Cătălin Drulă (/ro/; born 2 May 1981) is a Romanian politician who served as the president of the Save Romania Union (USR) political party, until his resignation in 2024 (officially since 10 July 2022 onwards and previously acting/ad interim for c. 5 months before), and as an incumbent member of the Romanian Chamber of Deputies, elected as a deputy for Timiș County at the 2020 Romanian legislative election.

== Biography ==
Born in Bucharest, Drulă went to high school at the city's Tudor Vianu National College of Computer Science (1995-1999). He pursued his studies at the University of Toronto, graduating in 2002 with a degree in computer engineering. After spending a year at the Grenoble Institute of Technology on an exchange program, he obtained in 2005 an MS degree in computer science from the University of Toronto, with thesis "Fast and Energy Efficient Neighbour Discovery for Opportunistic Networking with Bluetooth".

== Political career ==
From 23 December 2020, he served as the Minister of Transport in the Cîțu Cabinet, until his resignation registered on 7 September 2021. According to USR MP Emanuel Ungureanu, he could likely be the presidential candidate of USR for the forthcoming 2024 Romanian presidential election.
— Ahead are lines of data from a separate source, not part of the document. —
PR #9, opened 2022-04-12
Create go.yml

Nino-K:


.golangci.yml
```diff
@@ -0,0 +1,106 @@
+run:
+  skip-files:
+    - pkg/dns/dns.go
```
mook-as: Why are we skipping this file? We should ideally drop the exception, but at least add a comment.

.golangci.yml
```diff
@@ -0,0 +1,106 @@
...
+      - '1'
+      - '2'
+      - '3'
+    ignored-functions:
+      - strings.SplitN
+
+  lll:
+    line-length: 140
+  misspell:
+    locale: US
```
mook-as, line 46: Aww, not en_CA? :p

.golangci.yml
```diff
@@ -0,0 +1,106 @@
...
+  nolintlint:
+    allow-leading-space: true # don't require machine-readable nolint directives (i.e. with no leading space)
+    allow-unused: false # report any unused nolint directives
+    require-explanation: false # don't require an explanation for nolint directives
```
mook-as, line 50: Why not?

.golangci.yml
```diff
@@ -0,0 +1,106 @@
...
+  # - godot
+  # - godox
+  # - goerr113
+  # - interfacer
+  # - maligned
+  # - nestif
+  # - prealloc
+  # - testpackage
+  # - revive
+  # - wsl
```
mook-as: Nit: missing EOL at EOF.

.golangci.yml
```diff
@@ -0,0 +1,106 @@
...
+      - '2'
+      - '3'
+    ignored-functions:
+      - strings.SplitN
+
+  lll:
+    line-length: 140
+  misspell:
+    locale: US
+  nolintlint:
```
mook-as, line 47: Wait, this linter isn't even enabled, but we have configs for it?

Dockerfile
```diff
@@ -1,4 +1,4 @@
-FROM golang:1.18.0-stretch
+FROM golang:latest
```
mook-as, line 1: Hmm, I tend to like pinning versions, but I can see the use in tracking latest too…

cmd/run.go
```diff
@@ -35,6 +35,7 @@ var (
 	}
 )
 
+//nolint
```
mook-as: Why no lint?

pkg/commands/start.go
```diff
@@ -22,16 +22,16 @@ import (
 	"github.com/sirupsen/logrus"
 )
 
-func Start(address string, udpLocalPort, tcpLocalPort int, IPv6 bool, hosts map[string]string, upstreamServers []string) error {
+func Start(address string, udpLocalPort, tcpLocalPort int, iPv6 bool, hosts map[string]string, upstreamServers []string) error {
```
mook-as: That seems wrong — should probably be `ipv6` or something?

mook-as (changes requested):
Should turn on the lint to say we need to have a reason for each nolint.
(Unless you want to do follow-up PRs; in that case, maybe make a PR to fix things, before a second PR to turn on linting.)

.golangci.yml
Nino-K: This file belongs to upstream, and eventually will not be part of this project.

.golangci.yml
Nino-K: I don't believe that's a thing. The available options are UK or US. Canada is closer to US spelling than UK.

.golangci.yml
Nino-K: I personally think it would make a mess in the codebase. One option is to move the explanations to the golanci.yml file.

.golangci.yml
Nino-K: the linter is enabled, and the `nolintlint` is a linter check on `nolint` inline comments. It conflicts with gopls gofmt currently. 

I see, I left the rules behind when I disabled it.

cmd/run.go
Nino-K: Linter has a rule for init functions `gochecknoinits` which is annoying. Probably should figure out something better since all the cobra cli stuff is built around `init funcs`. Maybe I can update to `//nolint:gochecknoinits` so we just skip that one rule.

pkg/commands/start.go
Nino-K: yeah, that looks wrong

.golangci.yml
Nino-K: Yeah, I don't think the support anything other than UK and US https://github.com/istio/istio/blob/master/.gitignore

.golangci.yml
Nino-K: Yeah, I don't think they support anything other than UK and US https://github.com/golangci/golangci-lint/blob/master/pkg/golinters/misspell.go#L86

Nino-K:
> Should turn on the lint to say we need to have a reason for each nolint.

@mook-as I think the explanation is nice to have(voluntarily as opposed to a rule) where things are confusing and linter has no specific rules, I believe having an explanation on all the `nolints` could be really pointless e.g. consider the scenario below: 

```
package cobraCliStuff

//nolint:gochecknoinits 
func init() {

}
```

What is a meaningful explanation? the nolint with a corresponding rule can be pretty helpful IMO. Otherwise, the explanation has to be something really vague like:

`//nolint:gochecknoinits \\ cobra cli loves init funcs` 🤷 

I'm ok, to turn on the explanations, I'm just going based on my experiences in the past where we had the explanation on and never found it helpful, just a clutter. 

On the other hand, I think all the //nolints should have follow-up rules.

.golangci.yml
mook-as: I agree that `gochecknoinits` doesn't need explanations (in which case, [`allow-no-explanation`](https://golangci-lint.run/usage/linters#nolintlint) would be useful); I'm not sure yet whether we'll end up with too many lints with obvious reasons… maybe we can come back to this later.

.golangci.yml
mook-as: (This is still relevant — `.golangci.yml` is still missing EOL at EOF.)

.golangci.yml
```diff
@@ -0,0 +1,105 @@
...
+  enable:
+    - bodyclose
+    - deadcode
+    - depguard
+    - dogsled
+    - dupl
+    - errcheck
+    - exportloopref
+    - funlen
+    - gochecknoinits
```
mook-as, line 64: Given that we need `init()`s for cobra, does it make sense to turn this on?

Maybe we can exclude this one from `cmd/*.go`? (Via [`exclude-rules`](https://golangci-lint.run/usage/configuration/#issues-configuration).)

mook-as (changes requested):

.golangci.yml
Nino-K: Sure, I think we can fine-tune this further later on.

.golangci.yml
Nino-K: sure, I think it makes sense to disable `gochecknoinits` that in the `cmd` stuff.

.golangci.yml
```diff
@@ -0,0 +1,112 @@
...
+  # - testpackage
+  # - revive
+  # - wsl
+
+issues:
+  # Excluding configuration per-path, per-linter, per-text and per-source
+  exclude-rules:
+    - path: cmd/*
+      linters:
+        - gochecknoinits
```
mook-as, line 112: Would be to have a comment (because it's not obvious from the config file that this is for cobra).

pkg/commands/start_test.go
```diff
@@ -125,6 +129,7 @@ func dnsLookup(t *testing.T, resolverPort, resolverProtocol, domain string) ([]n
 	return resolver.LookupIP(ctx, "ip4", domain)
 }
 
+//nolint:gosec
```
mook-as, line 132: Do you recall _why_ `gosec` thought this was an issue?

mook-as (changes requested):

pkg/commands/start_test.go
Nino-K: This is removed in the bigger PR and should no longer be the case. Basically, linter doesn't like weak random number generators which doesn't make sense in this case.

mook-as: Sounds good.

mook-as (approved):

Since 7 February 2022, he has been serving as the ad interim president of the USR, as a result of the resignation of Dacian Cioloș. Following the poor results of the United Right Alliance in the 2024 Romanian local elections and the 2024 European Parliament election in Romania on 9 June 2024, he announced his resignation from the leadership of USR.